This research summary has been generated with artificial intelligence and may contain errors and omissions. Refer to the original study to confirm details provided. Submit correction.

The researchers undertook a study to investigate the diversity of bacteria known as ESBL-producing Escherichia coli in the feces of horses especially after antibiotic treatment. The study identified a high genetic diversity in both treated and untreated horses, also discovered that some strains of the bacteria persisted a month after treatment.

Research Methodology

  • The researchers collected fecal samples from two pairs of horses: those treated with antibiotics and those who were not.
  • The samples were tested for the presence of ESBL-producing Escherichia coli (EPE) at different points in time.
  • All E. coli strains that were isolated underwent tests for antimicrobial resistance and genome sequencing.
  • The researchers extracted multi locus sequence typing, phylogrouping, resistance genes, and plasmid content from the genomic data to analyze the diversity of the bacteria.
  • A phylogenetic analysis based on single nucleotide polymorphism divergence was performed on the core genome of the isolates.

Findings

  • The researchers isolated 35 strains of E. coli, all of which were part of the A, B1 and C phylo-groups.
  • Almost all the strains expressed SHV-12 enzymes (a type of ESBLs), and one expressed CTX-M-1.
  • Different E. coli strains were found in the same horse, showing intra-host diversity. Further, the strains found were different between the two horses, demonstrating inter-host diversity.
  • Some strains of EPE were found to be persistent, remaining detectable at least a month after antibiotic treatment.

Significance of Results

  • The results show that E. coli isolated from horse feces show a high degree of genetic diversity, even in horses from regions with low prevalence of ESBLs and not frequently treated with antibiotics like third-generation cephalosporins.
  • The persistence of some strains after treatment suggests that both horizontal gene transfer and selection of resistance genes probably occur within the horse gut microbiome.
  • The findings hint at the necessity for follow-up of E. coli resistance profiles for at least a month after treatment to prevent the persistence of these bacteria.

Cite This Article

APA
Sadikalay S, Reynaud Y, Guyomard-Rabenirina S, Falord M, Ducat C, Fabre L, Le Hello S, Talarmin A, Ferdinand S. (2018).
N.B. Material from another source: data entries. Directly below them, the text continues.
PR #313, opened 2019-09-19
DM-21361: Gen3 API conversion was not quite right for Gen2

yalsayyad:
Fixed a couple of other things on this ticket that weren't obvious with only subaru gen3 data to test with. In separate commits.

### DIFF
--- a/python/lsst/pipe/tasks/assembleCoadd.py
+++ b/python/lsst/pipe/tasks/assembleCoadd.py
@@ -431,6 +431,7 @@ class AssembleCoaddTask(CoaddBaseTask, pipeBase.PipelineTask):
         retStruct = self.run(inputData['skyInfo'], inputs.tempExpRefList, inputs.imageScalerList,
                              inputs.weightList, supplementaryData=supplementaryData)
 
+        inputData.setdefault('brightObjectMask', None)
         self.processResults(retStruct.coaddExposure, inputData['brightObjectMask'], outputDataId)
 
         if self.config.doWrite:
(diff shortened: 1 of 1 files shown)


TallJimbo:
My only comments about pre-existing code (and stuff I think I should have caught on my last review), so feel free to ignore for this ticket:

- I took a quick look at `reorderAndPadList`, and I don't understand the docs for `inputKey` and `outputKey` - were those maybe for a previous version in which those weren't lists?  And the docs for the return value are a bit circular.  I can tell what the function is doing from reading the code, and it doesn't seem consistent with those docs.

- It's a shame the deferred handle object exposes `datasetRefOrType` as as public attribute - that's really an implementation detail (in that it's just saving all of the arguments to `butler.put` directly).  It looks like we should be doing some normalization of the those arguments up-front so it can just have a `ref` attribute directly.

yalsayyad:
* I'll update the docs for reorderAndPadList now since I'm not in a rush. 
* I thought so too. I'll open a ticket and make an inline comment, where it's used

yalsayyad:
Also, since you opened the door to complain about gen3 2.0,  I would prefer we call them `DeferredDataRefs` instead of `DeferredDatasetHandles`.   It quacks like the gen2 DataRefs.

TallJimbo:
> Also, since you opened the door to complain about gen3 2.0, I would prefer we call them DeferredDataRefs instead of DeferredDatasetHandles. It quacks like the gen2 DataRefs.

In isolation (or if I had to do it all over again), I'd agree.  Right now it's a bit trickier, because Gen3 has a `DatasetRef` concept that I'd also like to avoid confusion with.  But maybe it's not too late to rename `DatasetRef` -> `DatasetHandle` so we can rename `DeferredDatasetHandle` -> `[Deferred]DataRef`, especially because I think the current `DatasetRef` needs to be split into two or three similar-but-not-identical classes, and that will involve some renaming anyway.

PR #315, opened 2019-09-20
DM-21229: Select images based on PSF size in arcsec not pixels

isullivan:


isullivan:
My original commit failed on Jenkins, because I hadn't updated the unit tests. Feel free to take another look now that I have fixed the tests.

PR #325, opened 2019-11-06
DM-21421 Add pipeline definitions

natelust:


pipelines/Forced.yaml
```diff
@@ -0,0 +1,4 @@
+name: Forced
+tasks:
+  forcedPhotCcd: lsst.meas.base.forcedPhotCcd.ForcedPhotCcdTask
+  forcedPhotCoadd: lsst.meas.base.forcedPhotCoadd.ForcedPhotCoaddTask
```
andy-slac: Newline is missing in the last line, same for two other files below.

PR #326, opened 2019-11-14
DM-20039: add fakeSources from a generator

sr525:


python/lsst/pipe/tasks/insertFakes.py
```diff
@@ -373,6 +374,7 @@ def trim(row):
 
         return fakeCat[fakeCat.apply(trim, axis=1)]
 
+
```
natelust: I think this new blank line should not be here

python/lsst/pipe/tasks/insertFakes.py
```diff
@@ -531,8 +522,8 @@ def addFakeSources(self, image, fakeImages, sourceType):
         ----------
         image : `lsst.afw.image.exposure.exposure.ExposureF`
                     The image into which the fake sources should be added
-        fakeImages : `list`
-                    A list of tuples of `lsst.afw.image.ImageF` and `lsst.geom.Point2D,
+        fakeImages : `typing.Iterator`
```
natelust: After verifying with jonathan I think this should read
fakeImages : `typing.Iterator` [`tuple` ['lsst.afw.image.ImageF`, `lsst.geom.Point2d`]]

with the description line telling you what the image and point should be. i.e. "An iterator of tuples that contain images of fake sources, and the point at which they are to be inserted"

PR #327, opened 2019-11-14
DM-22222: Set default configs for ProcessCcd pipeline

arunkannawadi:


python/lsst/pipe/tasks/processCcd.py
```diff
@@ -63,11 +64,13 @@ class ProcessCcdConfig(pexConfig.Config):
     )
 
     def setDefaults(self):
-        self.isr.doWrite = False
-        self.charImage.doWriteExposure = False
-        self.charImage.detection.doTempLocalBackground = False
-        self.calibrate.detection.doTempLocalBackground = False
-        self.calibrate.deblend.maxFootprintSize = 2000
```
natelust: go to calibrate.CalibrateConfig and add detection.doTempLocalBackground = False and deblend.maxFootprintSize = 2000 into the setDefaults method.

python/lsst/pipe/tasks/processCcd.py
```diff
@@ -63,11 +64,13 @@ class ProcessCcdConfig(pexConfig.Config):
     )
 
     def setDefaults(self):
-        self.isr.doWrite = False
```
natelust: This does not need to be moved anywhere just set this back to the way it was on master

arunkannawadi:
@natelust In short, your review appears to be that I should find where the class exists and go set the configs in the corresponding class, instead of setting everything in one setDefaults method. Does it mean that I should read the yaml file in all those places?

natelust:
No, you should not be reading the yaml file at all. Reset it back to what it was wit git. Once you see the setDefault method in the classes I pointed you to you will see similar lines of code to what you were looking at. Just copy those lines into the setDefaults method of the corresponding class.

arunkannawadi:
Barring comments for the lines I moved, this should be good to go now.

PR #328, opened 2019-11-15
DM-20558 Rescale the coadd variances for difference imaging templates

kgabor:


python/lsst/pipe/tasks/imageDifference.py
```diff
@@ -167,6 +175,7 @@ class ImageDifferenceConfig(pexConfig.Config):
         target=RegisterTask,
         doc="Task to enable image-to-image image registration (warping)",
     )
+
```
yalsayyad: Accidental whitespace added between configs

python/lsst/pipe/tasks/imageDifference.py
```diff
@@ -191,6 +200,7 @@ def setDefaults(self):
         self.subtract['al'].kernel.active.spatialKernelOrder = 1
         self.subtract['al'].kernel.active.spatialBgOrder = 2
         self.doPreConvolve = False
+        self.doScaleTemplateVariance = False
```
yalsayyad: Remove this. It's redundant, with the original default you specified above. 

In fact, every default in this set defaults method that is NOT a subtask config should be moved above.

python/lsst/pipe/tasks/scaleVariance.py
```diff
@@ -26,6 +26,8 @@
 from lsst.pipe.base import Task
 from lsst.meas.algorithms import SubtractBackgroundTask
 
+__all__ = ["ScaleVarianceConfig", "ScaleVarianceTask"]
+
```
yalsayyad: This is part of the "Add docs" commit, right.

kgabor: Automodapi may work without this, but I think it's better to have it explicitly written for it.

python/lsst/pipe/tasks/imageDifference.py
kgabor: These actually override the default values, I can't see why.

PR #329, opened 2019-11-19
Enable multiple ingest calls (e.g. by OODS).

ktlim:


srp3rd:
I looked at this, tested it using the new API, and it works great

PR #330, opened 2019-12-17
DM-22505 Create run method in ImageDifferenceTask and move all functionality from runDataRef except butler usage

kgabor:


python/lsst/pipe/tasks/imageDifference.py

High genetic diversity of extended-spectrum β-lactamases producing Escherichia coli in feces of horses. Vet Microbiol, 219, 117-122. https://doi.org/10.1016/j.vetmic.2018.04.016

Publication

Veterinary microbiology
ISSN: 1873-2542
NlmUniqueID: 7705469
Country: Netherlands
Language: English
Volume: 219
Pages: 117-122
PII: S0378-1135(17)31282-8

Researcher Affiliations

Sadikalay, Syndia
  • Unité Environnement Santé, Institut Pasteur de Guadeloupe, Les Abymes, Guadeloupe, France.
Reynaud, Yann
  • Unité Environnement Santé, Institut Pasteur de Guadeloupe, Les Abymes, Guadeloupe, France.
Guyomard-Rabenirina, Stéphanie
  • Unité Environnement Santé, Institut Pasteur de Guadeloupe, Les Abymes, Guadeloupe, France.
Falord, Mélanie
  • Unité Environnement Santé, Institut Pasteur de Guadeloupe, Les Abymes, Guadeloupe, France.
Ducat, Célia
  • Unité Environnement Santé, Institut Pasteur de Guadeloupe, Les Abymes, Guadeloupe, France.
Fabre, Laetitia
  • Institut Pasteur, Unité des Bactéries Pathogènes Entériques, Centre National de Réfé.rence des Escherichia coli, Shigella et Salmonella, Paris, France.
Le Hello, Simon
  • Institut Pasteur, Unité des Bactéries Pathogènes Entériques, Centre National de Réfé.rence des Escherichia coli, Shigella et Salmonella, Paris, France.
Talarmin, Antoine
  • Unité Environnement Santé, Institut Pasteur de Guadeloupe, Les Abymes, Guadeloupe, France.
Ferdinand, Séverine
  • Unité Environnement Santé, Institut Pasteur de Guadeloupe, Les Abymes, Guadeloupe, France. Electronic address: sferdinand@pasteur-guadeloupe.fr.

MeSH Terms

  • Animals
  • Anti-Bacterial Agents / pharmacology
  • Drug Resistance, Multiple, Bacterial / genetics
  • Escherichia coli / classification
  • Escherichia coli / drug effects
  • Escherichia coli / enzymology
  • Escherichia coli / genetics
  • Escherichia coli Infections / microbiology
  • Escherichia coli Infections / veterinary
  • Escherichia coli Proteins / biosynthesis
  • Escherichia coli Proteins / drug effects
  • Escherichia coli Proteins / genetics
  • Feces / microbiology
  • Gastrointestinal Microbiome
  • Gene Transfer, Horizontal
  • Genetic Variation
  • Horses / microbiology
  • Microbial Sensitivity Tests
  • Phylogeny
  • Plasmids
  • Whole Genome Sequencing
  • beta-Lactamases / biosynthesis
  • beta-Lactamases / drug effects
  • beta-Lactamases / genetics

Citations

This article has been cited 11 times.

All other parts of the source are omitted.